RACE AND SCHOOLING IN THE CITY

By

Pub Date: March 1st, 1981
ISBN: 0674745779
Publisher: Harvard Univ. Press

No consensus here, not even full agreement on basic facts. The 15 authors who prepared these papers for American Academy of Arts and Sciences study sessions have, however, effectively grappled with the problems which followed not from the 1954 Brown decision--most acknowledge that de jure segregation has been dismantled--but from the more intractable segregation related to job opportunities and housing patterns. Most find that shuffling bodies and assigning by color proved fruitless or destructive, that divisive and perhaps irreconcilable conflicts persist: the pursuit of equality vs. the pursuit of community, the right to be equal vs. the right to be different. And most agree that while comprehensive planning has made some desegregated school systems viable, particularly in small cities, resegregation is a disturbing and splintery obstacle to the original goal: integration in the 1954 sense seems unattainable in this century. Some strategies have been successful--the metropolitan approach, various incentive programs, Britain's ""inexplicitness"" policy--when specific requirements (interracial staff, no tracking) were incorporated into the initial conception. Although one lone wolf in this company insists that there are now enough whites in central cities to achieve ""meaningful desegregation,"" other participants sound skeptical, and one points out that middle-class blacks have fled to the suburbs too.

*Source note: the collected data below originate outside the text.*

PR #24, opened 2021-06-08
Handle Async Commands

andreaTP:
There are still 4 tck tests failing I should look into.

I open this PR as a draft since I'm not satisfied with the design of this feature, still it was the best approach I have found without a major re-write.

I'm super open to discussions, feedback and suggestions!

### DIFF
--- a/sdk/package-lock.json
+++ b/sdk/package-lock.json
@@ -1,8 +1,6763 @@
 {
   "name": "@lightbend/akkaserverless-javascript-sdk",
   "version": "0.0.0",
-  "lockfileVersion": 1,
+  "lockfileVersion": 2,
   "requires": true,
+  "packages": {
+    "": {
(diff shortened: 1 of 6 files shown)


pvlugter:
I feel like we should be able to support async handlers in a simpler way, with the changes focused on the command helper code. If the handler returns a promise ("thenable") then run the reply logic async on the promised value instead (including deactivating the context). But I haven't looked at it more closely before.

pvlugter:
After a discussion, it seems that refactoring things further to have a clearer structure, consolidating where the context is mutated and calls written and having the internals more clearly typed (such as returning promises of replies), will be useful both for making the async handling possible, as well as reading and maintaining the codebase going forward. Thanks @andreaTP 👍🏼

andreaTP:
Finalized in #43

Editor Liebman, in an excellent Overview, suggests in partial summation: ""the pursuit of mixed schools is a value, and a significant value. . . . But it is not a constitutional value, one that must prevail against other important considerations. . . and certainly not when [it is] perceived to be in conflict with the effectiveness of the educational process itself."" As study-session organizer Yarmolinsky notes in the Preface (his sole contribution), no unanimous recommendations emerged. But concern for quality and equality in education informs these writings by front-line authorities (Ravitch, Coleman), and their perceptions are imposing--which makes this an obligatory resource for the ongoing debate.